Wie Sieht Ein Kaiserschnitt Aus
Ein Kaiserschnitt, auch bekannt als Sectio caesarea, ist eine operative Geburt. Dabei wird das Baby nicht vaginal geboren, sondern durch einen Schnitt in den Bauch der Mutter und anschließend in die Gebärmutter geholt.
Warum ein Kaiserschnitt?
Es gibt verschiedene Gründe, warum ein Kaiserschnitt notwendig sein kann. Diese können in zwei Kategorien unterteilt werden: geplante (elektive) und ungeplante (notwendige) Kaiserschnitte.

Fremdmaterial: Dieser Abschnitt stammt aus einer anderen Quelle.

PR #452, opened 2017-12-12
Call currency rates api periodically. 

ckhatri:
Continuation of #428. Had some merge/git issues so decided to just do a new branch. 

@alexbarnsley now using momentjs, helped clean up the code tons. Thanks @spresnal  for the suggestion!


client/app/src/services/network.service.js
```diff
@@ -347,22 +347,67 @@
...
+        storageService.setGlobal('conversionRates', { rates: result.data.rates, date: new Date() })
+        peer.market.conversionRates = result.data.rates
+      })
+      return peer
+    }
+
+    // Checks if the stored time and the current time has crossed 4pm CET time
+    function checkToUpdateConversionRates (storedDate) {
+      const Moment = require('moment-timezone')
+      const MomentRange = require('moment-range')
```
spresnal: I think it'd make sense to move these 'require' calls out of this method. I assume it's relatively expensive to call it repeatedly.

ckhatri: Agreed! made it global instead.

client/app/src/services/network.service.js
```diff
@@ -17,6 +17,10 @@
     var ark = require('../node_modules/arkjs')
     ark.crypto.setNetworkVersion(network.version || 23)
 
+    const Moment = require('moment-timezone')
+    const MomentRange = require('moment-range')
+    const moment = MomentRange.extendMoment(Moment)
```
alexbarnsley: It would be good if you could rename one of the "moment" constants to make them unique. I know it's case sensitive, but it may confuse people.

client/app/src/services/network.service.js
```diff
@@ -347,22 +351,65 @@
...
+      storageService.setGlobal('peerCurrencies', prices)
+      peer.market.price = prices
+      return peer
+    }
 
+    // Updates the currency conversion rates IF necessary
+    // Necessary if it isn't stored, or if the stored value is too old
+    function updateCurrencyConversionRates (peer) {
+      if (storageService.getGlobal('conversionRates') !== undefined) {
+        let priceObj = storageService.getGlobal('conversionRates')
```
alexbarnsley: I'd move this outside the if, because you're effectively doing the getGlobal twice for the same thing. Chances are performance impact is non-existent. Just thought it might be worth reducing the code smell a bit 😄

ckhatri: Ye fixed up the style like ya suggested!

client/app/src/services/network.service.js
```diff
@@ -347,22 +351,65 @@
...
+      storageService.setGlobal('peerCurrencies', prices)
+      peer.market.price = prices
+      return peer
+    }
 
+    // Updates the currency conversion rates IF necessary
+    // Necessary if it isn't stored, or if the stored value is too old
+    function updateCurrencyConversionRates (peer) {
+      var priceObj = storageService.getGlobal('conversionRates')
+      if (priceObj !== undefined) {
```
alexbarnsley: I think you will need to check for `!== null` here too. When you reset all data in the client, priceObj is null, which !== undefined.

Also, when i was force overriding priceObj.date to a few days ago, updateCurrencies was still being set to false, so it wasn't updating the price. From what I can tell, this results in the price never being updated again. My code from debugging in case it helps:

```
    // Updates the currency conversion rates IF necessary
    // Necessary if it isn't stored, or if the stored value is too old
    function updateCurrencyConversionRates (peer) {
      var priceObj = storageService.getGlobal('conversionRates')
      console.log('priceObj', priceObj)
      if (priceObj !== undefined && priceObj !== null) {
        priceObj.date = "2017-12-26T16:19:29.679Z"
        peer.market.conversionRates = priceObj.rates
        let storedDateString = priceObj.date
        let storedDate = new Date(storedDateString)
        console.log('storedDate', storedDate)
        console.log('priceObj', priceObj)
        var updateCurrencies = checkToUpdateConversionRates(storedDate)
        console.log('updateCurrencies', updateCurrencies)
        if (updateCurrencies) {
          getConversionRatesApiCall(peer)
        }
      } else {
        getConversionRatesApiCall(peer)
      }
      return peer
    }

    // api call to get the conversion rates for currencies
    function getConversionRatesApiCall (peer) {
      console.log('getConversionRatesApiCall', peer)
      var currencies = ['AUD', 'BRL', 'CAD', 'CHF', 'CNY', 'EUR', 'GBP', 'HKD', 'IDR', 'INR', 'JPY', 'KRW', 'MXN', 'RUB']
      var apiCall = createCurrencyConversionApiCall(currencies)
      $http.get(apiCall, {timeout: 2000}).then(function (result) {
        storageService.setGlobal('conversionRates', { rates: result.data.rates, date: new Date() })
        peer.market.conversionRates = result.data.rates
      })
      return peer
    }
```

Could you test and see if you can get it to force update the price (and make sure I'm not being thick)

ckhatri: Nah, I figured out my logic error. I was the dunce :(

Basically I had it set so that the 'update time' is the same day as the storedDate, but if hte stored date is past the 4PM CET then it won't pass the range test, because the update time is before the storedDate.

I got it fixed by checking to see if it's after 4pm (hour 16), if so then moment lets you add a day, I'll have that up in a bit with some more testing.

Good catch.

alexbarnsley:
All seems to be working for me. Not got any issues, and the requests are being triggered!

+5 👍

PR #455, opened 2017-12-13
now will only get check price if not undefined

ckhatri:
Saw in debugging tools that filter was throwing a lot of errors because price wouldn't be defined but we'd try accessing it. 

Now if it's undefined we return 0.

Geplante Kaiserschnitte werden im Voraus entschieden, oft aufgrund von medizinischen Bedingungen der Mutter oder des Kindes. Beispiele hierfür sind:
- Vorherige Kaiserschnitte: Nach einem Kaiserschnitt wird oft ein weiterer empfohlen.
- Lageanomalien des Babys: Wenn das Baby in Steißlage (mit dem Po zuerst) liegt und sich nicht dreht.
- Plazenta praevia: Wenn die Plazenta den Muttermund bedeckt.
- Mehrlingsschwangerschaften: Bei Zwillingen oder Mehrlingen kann ein Kaiserschnitt sicherer sein.
- Bestimmte Erkrankungen der Mutter: Herzerkrankungen oder Präeklampsie (Schwangerschaftsvergiftung).
Ungeplante Kaiserschnitte werden während der Geburt notwendig, wenn Komplikationen auftreten. Beispiele hierfür sind:
- Geburtsstillstand: Die Geburt schreitet nicht voran.
- Kindliche Not: Das Baby zeigt Anzeichen von Stress.
- Nabelschnurvorfall: Die Nabelschnur rutscht vor das Baby.
- Uterusruptur: Ein Riss in der Gebärmutter (selten).
Wie läuft ein Kaiserschnitt ab?
Vor dem Kaiserschnitt wird die werdende Mutter vorbereitet. Dazu gehört das Anlegen eines Katheters, das Rasieren des Bauches und die Desinfektion des Operationsfeldes. Die meisten Kaiserschnitte werden unter Regionalanästhesie durchgeführt, entweder einer Spinalanästhesie (Rückenmarksnarkose) oder einer Epiduralanästhesie (Kreuzbandnarkose). Dadurch ist die Mutter wach, spürt aber keinen Schmerz. In seltenen Fällen, wie bei Notfällen, kann eine Vollnarkose notwendig sein.
Der Arzt macht einen horizontalen Schnitt (Bikinischnitt) knapp oberhalb des Schambeins. Dieser Schnitt ist kosmetisch günstiger und heilt in der Regel gut. Seltener wird ein vertikaler Schnitt gemacht, wenn das Baby schnell geholt werden muss oder besondere Umstände vorliegen. Anschließend werden die Bauchmuskeln auseinandergeschoben, nicht durchtrennt, um die Gebärmutter freizulegen.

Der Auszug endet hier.